But fortunately for me, my parents never told me “If it is too hard you can quit.”

Discussion

There are 4 comments battling for the truth! Have your say!

  1. Glad to see you’re not going to quit and I know it is really hard for you to say “I didn’t do it good enough, I need to improve” We hear from parents so often that this teacher just isn’t meeting my child’s needs -my question to them would be – Are you?

    Words by Nancy on February 8, 2006 at 7:50 pm | #

  2. I’d quit. Use the time to take care of you. Parents won’t be satisfied till they get the weakling they want.

    Words by cowpoke on February 9, 2006 at 1:53 am | #

  3. I am glad to see you are sticking it out yeah parents suck but you will learn alot by getting through it and for us it is very hard to say i did’nt do it good enough the first time that is somthing we are cursed with it is hard to take critism when you know it is b.s. here is another thing you should ask the gifted lady why are the adults agreeeing with a 3rd grader instead of an adult kids that young DO NOT KNOW what is best for them.
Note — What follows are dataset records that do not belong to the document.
Issue #720, opened 2020-05-19
Cloud Divider


haysjoey:
I'd really like to focus on a revised cloud cover design that takes into account the following:

- Avoids repetition if possible to decrease possibility of horizontal/vertical artifacts in some browsers at different zoom levels.
- Takes greater advantage of space at wider viewports.
- Does not cover entire bottom of container to avoid points of tension with rectangular content below.
- Does not immediately appear to be a butt.

haysjoey:
https://github.com/cloudfour/cloudfour.com-patterns/pull/717

tylersticka:
@aileenjeffries Here are the thoughts I promised to provide earlier this morning…

At larger sizes, it seems like there's still an opportunity to improve the contrast in size between the different cloud areas and to really take advantage of the space:

![cloud-sketch](https://user-images.githubusercontent.com/69633/82367149-329ed380-99c8-11ea-9ded-8c5c1492f06b.jpg)

I also wonder if in actual use we'll want this to be symmetrical or if it would be better left to the right-hand side, where there's naturally a bit of an awkward gap currently:

<img width="1679" alt="Screen Shot 2020-05-19 at 11 58 08 AM" src="https://user-images.githubusercontent.com/69633/82367258-5e21be00-99c8-11ea-95ea-78a5b6b7708a.png">

PR #752, opened 2020-05-28
hero section clouds

aileenjeffries:
This is a bit of an evolution of the original clouds, which are intended to act as a divider between longer sections of content. Tyler pointed out we need one for "hero" sections, which tend to have a very short chunk of text on the left and nothing on the right, or an illustration. So, it makes more sense to have just clouds on the right for hero sections. 

This is still very WIP / prototyping. The CSS is just a glorious stew of new selectors and old flex and SUIT CSS utils. :) I'm happy with how the clouds look visually, but I think the implementation is clunky. I have a feeling there's so much fun stuff that we could do to move individual clouds around as screen size increases. So, I'd like to get this merged in so others can look at it and either play with it themselves or make implementation suggestions. 

hero-clouds-lg

Screen Shot 2020-05-28 at 2 17 46 PM


tylersticka:
See #720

    Words by Glenn on February 9, 2006 at 10:30 am | #

  4. I feel that pit in your stomach. It instantly forms the moment you realize someone thinks that you are some how harming the most important thing in their life, their child. You can’t help but wonder if they’re right. This is the curse of a good teacher. Teaching is an awesome responsibility and a teacher who questions their right to such a role keeps him/her sharp. You’ve done the right thing. You got over the emotions, opened yourself for critisim and learning, and did not quit. You are deep down sensitive, humble and resilient….I already knew that about you.